Directions: In your answer, print every record exactly as it is written.

※

PR #2008, opened 2020-02-07
Plot operator breakdown

mrks:
This adds a table at the lower right corner of each PQP visualization that shows the aggregate runtime per operator:

Screenshot 2020-02-07 at 08 41 51

Also, this adds a script that accumulates this information over different *PQP.svg files:

operator_breakdown

I don't particularly like the colors but haven't found a nice color scheme that doesn't imply some type of ordering.

### DIFF
--- a/scripts/plot_operator_breakdown.py
+++ b/scripts/plot_operator_breakdown.py
@@ -41,15 +41,9 @@ for file in sorted(glob.glob('*-PQP.svg')):
         for operator_name in row_strings[0].split('|'):
             operator_names.append(operator_name.strip())
 
-        # Quick'n dirty conversion from time string to nanoseconds
+        # Convert time string to nanoseconds and add to operator_durations
         for operator_duration_str in row_strings[1].split('|'):
-            operator_duration_str = operator_duration_str.replace(' min ', ' * 60 * 1e9 + ')
-            operator_duration_str = operator_duration_str.replace(' s ', ' * 1e9 + ')
-            operator_duration_str = operator_duration_str.replace(' ms ', ' * 1e6 + ')
-            operator_duration_str = operator_duration_str.replace(' µs ', ' * 1e3 + ')
-            operator_duration_str = operator_duration_str.replace(' ns ', ' + ')
-            operator_duration_str += '0'
-            operator_duration = float(eval(operator_duration_str))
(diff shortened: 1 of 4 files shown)


Bouncner:
What about ColorBrewer's `Set1`?
https://ggplot2.tidyverse.org/reference/scale_brewer.html
It's also directly available in MPL.

Bouncner:
How hard would it be to sort the table?

In general: great additional. I found myself to be looking at PQP and manually accumulating runtimes by far too often lately.

mrks:
> What about ColorBrewer's Set1?

Looks more like a scale than discrete values

> How hard would it be to sort the table?

Shouldn't be too bad. By operator name or by time spent?

Bouncner:
> Looks more like a scale than discrete values
Are we talking about the same color set? http://colorbrewer2.org/#type=qualitative&scheme=Set1&n=3 (Set1 and Dark2 are quite common in many papers).

> Shouldn't be too bad. By operator name or by time spent?
I'd say time spent descending.

scripts/plot_operator_breakdown.py
```diff
@@ -0,0 +1,96 @@
...
+
+        # The svg table stores data in a columnar orientation, so we first extract the operator names, then their
+        # durations
+        operator_names = []
+        operator_durations = []
+
+        for operator_name in row_strings[0].split('|'):
+            operator_names.append(operator_name.strip())
+
+        # Quick'n dirty conversion from time string to nanoseconds
```
j-tr: maybe less dirty:
```
operator_duration = pd.Timedelta(operator_duration_str.replace('µ', 'u').replace('min', 'm')).total_seconds() * 1e9
```

mrks: You magician!

mrks:
> Are we talking about the same color set? http://colorbrewer2.org/#type=qualitative&scheme=Set1&n=3 (Set1 and Dark2 are quite common in many papers).

Yes. I was thinking about using that in the paper, too, but I don't like that the same hue is used multiple times. For me, that implies some connection between the values with the same hue.

mrks:
> I'd say time spent descending.

Sic fiat.

mrks:
@j-tr Ready to go?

※

Response to this exercise:
PR #2008, opened 2020-02-07
Plot operator breakdown

mrks:
This adds a table at the lower right corner of each PQP visualization that shows the aggregate runtime per operator:

Screenshot 2020-02-07 at 08 41 51

Also, this adds a script that accumulates this information over different *PQP.svg files:

operator_breakdown

I don't particularly like the colors but haven't found a nice color scheme that doesn't imply some type of ordering.

### DIFF
--- a/scripts/plot_operator_breakdown.py
+++ b/scripts/plot_operator_breakdown.py
@@ -41,15 +41,9 @@ for file in sorted(glob.glob('*-PQP.svg')):
         for operator_name in row_strings[0].split('|'):
             operator_names.append(operator_name.strip())
 
-        # Quick'n dirty conversion from time string to nanoseconds
+        # Convert time string to nanoseconds and add to operator_durations
         for operator_duration_str in row_strings[1].split('|'):
-            operator_duration_str = operator_duration_str.replace(' min ', ' * 60 * 1e9 + ')
-            operator_duration_str = operator_duration_str.replace(' s ', ' * 1e9 + ')
-            operator_duration_str = operator_duration_str.replace(' ms ', ' * 1e6 + ')
-            operator_duration_str = operator_duration_str.replace(' µs ', ' * 1e3 + ')
-            operator_duration_str = operator_duration_str.replace(' ns ', ' + ')
-            operator_duration_str += '0'
-            operator_duration = float(eval(operator_duration_str))
(diff shortened: 1 of 4 files shown)


Bouncner:
What about ColorBrewer's `Set1`?
https://ggplot2.tidyverse.org/reference/scale_brewer.html
It's also directly available in MPL.

Bouncner:
How hard would it be to sort the table?

In general: great additional. I found myself to be looking at PQP and manually accumulating runtimes by far too often lately.

mrks:
> What about ColorBrewer's Set1?

Looks more like a scale than discrete values

> How hard would it be to sort the table?

Shouldn't be too bad. By operator name or by time spent?

Bouncner:
> Looks more like a scale than discrete values
Are we talking about the same color set? http://colorbrewer2.org/#type=qualitative&scheme=Set1&n=3 (Set1 and Dark2 are quite common in many papers).

> Shouldn't be too bad. By operator name or by time spent?
I'd say time spent descending.

scripts/plot_operator_breakdown.py
```diff
@@ -0,0 +1,96 @@
...
+
+        # The svg table stores data in a columnar orientation, so we first extract the operator names, then their
+        # durations
+        operator_names = []
+        operator_durations = []
+
+        for operator_name in row_strings[0].split('|'):
+            operator_names.append(operator_name.strip())
+
+        # Quick'n dirty conversion from time string to nanoseconds
```
j-tr: maybe less dirty:
```
operator_duration = pd.Timedelta(operator_duration_str.replace('µ', 'u').replace('min', 'm')).total_seconds() * 1e9
```

mrks: You magician!

mrks:
> Are we talking about the same color set? http://colorbrewer2.org/#type=qualitative&scheme=Set1&n=3 (Set1 and Dark2 are quite common in many papers).

Yes. I was thinking about using that in the paper, too, but I don't like that the same hue is used multiple times. For me, that implies some connection between the values with the same hue.

mrks:
> I'd say time spent descending.

Sic fiat.

mrks:
@j-tr Ready to go?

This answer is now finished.